凤千宁深深扫了一眼青莲,却不想多说一句,这个青莲这是在自己找死,她自是不拦的。
“什么,馊饭剩菜?”秦氏听得青莲的话,震得满脸不可置信,转向一边的三姨娘与陶婆子,才总算明白了怎么一回事般,“三姨娘,你,你也是有孩子的人,竟是这样对待我们千宁,你、你还有没有一腥半点的良心?”
“妾身,妾身,老爷,此事真的与妾无关,求老爷明查。”三姨娘听得秦氏所言,又是一把眼泪一把眼泪的哭了起来,朝着凤相直叫冤枉。
“好了,哭哭哭,你除了哭还会什么?”凤相对上三姨娘的眼泪,直皱眉头,很是不快。
三姨娘原本还想将自己弄得可怜一些,好在凤相面前争取更多的信任,可没想到凤相会对她发火,心中的委屈从假变成了真,泪越发管不住。
“老爷,都怪臣妾没用,竟让千宁堂堂小姐受这等耻辱,臣妾将来真是没脸面去见姐姐。”秦氏说着,人已经跪在了凤相面前,她知道凤相已经相信这是三姨娘所为,所以特意提到了凤千宁死去的娘。

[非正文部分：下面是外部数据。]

PR #2960, opened 2026-08-26
fix(CodeCov): set required uploads to 1

RoamingNoMaD:
We need to change the legacy setting (from when we had minitests also) so CodeCov doesn't wait forever to signal it's status.

- Configure Codecov to report status after one build.
- Upload `./coverage/coverage.xml` explicitly in the CI workflow.

### DIFF
--- a/.codecov.yml
+++ b/.codecov.yml
@@ -8,4 +8,4 @@ ignore:
   - "lib/tasks"
 codecov:
   notify:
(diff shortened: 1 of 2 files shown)


RoamingNoMaD:
Fix is successful :sunglasses:

LightOfHeaven1994 (approved):
LGTM, great work!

凤千宁一听,直赞秦氏好高明的手段,这东西明明是青莲那个死丫头特意拿来给她的,如今倒好,秦氏一推,推了个干净。
“夫人,老爷,妾身真的没有做过这样的事,求老爷一定要还妾身一个公道呀。”三姨娘没有做过的事,哪儿就肯让秦氏这般冤枉。
“父亲,母亲。此事确实与三姨娘无关,今日一早,三姨娘原是将她吃的饭菜让人送了来的,说是女儿被休回府之事,是她与几位姨娘一时受不了这样大的羞辱,才那样对女儿。这几日女儿又身体有恙,三姨娘是日日都要送一些吃食过来,此事女儿可以为三姨娘证明。”凤千宁低低的垂着头,淡淡的紧在三姨娘之后开口。

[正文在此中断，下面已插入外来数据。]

PR #2970, opened 2026-09-03
feat(systems): dual-write Kafka profile fields

petrblaho:
## Jira
RHINENG-30504

## Summary
- Dual-write Inventory operating-system versions and owner ID into native system columns.
- Preserve the trimmed JSONB profile and stale-message guard.
- Log malformed owner IDs while retaining them in JSONB and storing native NULL.

## Verification
- `podman-compose exec rails bundle exec rspec spec/services/kafka/system_importer_spec.rb` — 26 examples, 0 failures
- `podman-compose exec rails bundle exec rake spec:validate` — blocked by unrelated untracked `get_view.rb` and `test_heredoc.rb` RuboCop offenses

- Added native-column writes for OS versions and owner IDs during Kafka imports.
- Preserved trimmed JSONB profiles and stale-message protection.
- Logged malformed owner IDs and stored native `NULL` values.
- Expanded coverage for updates, omitted values, malformed values, and stale messages.

### DIFF
--- a/app/services/kafka/system_importer.rb
+++ b/app/services/kafka/system_importer.rb
@@ -33,10 +33,14 @@ module Kafka
     end
 
     def extract_system_attrs(id, payload, updated)
+      sp = relevant_system_profile(payload)
+      os = sp['operating_system'].is_a?(Hash) ? sp['operating_system'] : {}
+
       {
         id: id, account: payload.dig('account'), org_id: payload.dig('org_id'),
         display_name: payload.dig('display_name'), groups: payload.dig('groups') || [],
-        tags: payload.dig('tags') || [], system_profile: relevant_system_profile(payload),
+        tags: payload.dig('tags') || [], system_profile: sp,
+        os_major_version: os['major'], os_minor_version: os['minor'], owner_id: sp['owner_id'],
         stale_timestamp: payload.dig('stale_timestamp'), created: payload.dig('created'),
         updated: updated, insights_id: payload.dig('insights_id'),
         deleted_at: nil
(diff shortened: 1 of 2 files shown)


app/services/kafka/system_importer.rb
```diff
@@ -33,20 +35,34 @@ def payload_valid_for_import?(payload)
...
+      {
+        os_major_version: operating_system['major'],
+        os_minor_version: operating_system['minor'],
+        owner_id: native_owner_id(system_profile['owner_id'])
       }
     end
 
+    def native_owner_id(owner_id)
+      return owner_id if owner_id.nil? || (owner_id.is_a?(String) && OWNER_ID_FORMAT.match?(owner_id))
+
```
RoamingNoMaD: Could we use the same `UUID.validate` helper as the rest of the app?

```suggestion
      return owner_id if owner_id.nil? || (owner_id.is_a?(String) && UUID.validate(owner_id))
```

app/services/kafka/system_importer.rb
```diff
@@ -33,20 +35,34 @@ def payload_valid_for_import?(payload)
...
         deleted_at: nil
+      }.merge(native_system_profile_attrs(system_profile))
+    end
+
+    def native_system_profile_attrs(system_profile)
+      operating_system = system_profile['operating_system']
+      operating_system = {} unless operating_system.is_a?(Hash)
+      {
+        os_major_version: operating_system['major'],
+        os_minor_version: operating_system['minor'],
```
RoamingNoMaD: Should we have a type check here? 
They probably won't happen, but the DB will reject incorrect types if any error occurs.

Something like: `System.type_for_attribute(:os_major_version).cast(os_major_version)`

RoamingNoMaD (changes requested):
Good PR overall. Just a few type verification related comments.

RoamingNoMaD (approved):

虽然知道三姨娘有的是借口为自己开脱,可她总不能让这些个人都如了愿,青莲是留不得了,那就只能委屈委屈三姨娘,不然,以后这府中人人只盯着她一个,太过无聊了。
“……”三姨娘万万没想到凤千宁会替她开口,虽然说的话,多少让人误会,可她却无可反驳,因为如果她说不是,那就只能承认是她给凤千宁吃的馊饭剩菜,以今日凤相对凤千宁的宠爱,那她就只有死路一条,到时肯定是被送到庄子里去。
三姨娘眨眼间,已经将厉害理了出来,看着凤千宁,硬着头皮点头,“原本,这样的事,妾身不打算说出来的,既然大小姐说了,妾身也就只能老实回答。”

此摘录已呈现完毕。